▸ DIRECTIONS FOR THIS TASK:
Each line from the one with "--- a/.coveragerc" to the final line of the data must be reproduced exactly, and no other line may appear.

DATA EXTRACTS below:

PR #1124, opened 2019-06-14
Add LF preprocessors

henryre:
Preprocessors are shared resources that are applied to data points before they are subjected to the logic in labeling functions. The idea is that e.g. multiple LFs want to pass a text examples through SpaCy before executing, so the preprocessor is defined once and passed to all of the LFs.

* Examples of custom preprocessors are in the unit tests
* A SpaCy-based preprocessor is implemented
* The interface for TFs will be similar, so we can abstract out later (e.g. the logic for reconstructing data points with changed fields)
* We can later add caching, etc.

**Test plan**
* Added unit tests for preprocessors and everything that implements them upstream (LFs, appliers)

### DIFF
--- a/.coveragerc
+++ b/.coveragerc
@@ -8,6 +8,7 @@ exclude_lines =
     raise NotImplementedError
     if __name__ == .__main__.:
     def __repr__
+    SparkLFApplier
 ignore_errors = True
 omit =
     test/*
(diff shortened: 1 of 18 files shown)


henryre:
The main idea is that the LFAppliers will set it appropriately. It's rare that a user will call a LabelingFunction in isolation, so likely will never have to set the mode.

End of DATA EXTRACTS.

▸ TASK RESPONSE:
--- a/.coveragerc
+++ b/.coveragerc
@@ -8,6 +8,7 @@ exclude_lines =
     raise NotImplementedError
     if __name__ == .__main__.:
     def __repr__
+    SparkLFApplier
 ignore_errors = True
 omit =
     test/*
(diff shortened: 1 of 18 files shown)


henryre:
The main idea is that the LFAppliers will set it appropriately. It's rare that a user will call a LabelingFunction in isolation, so likely will never have to set the mode.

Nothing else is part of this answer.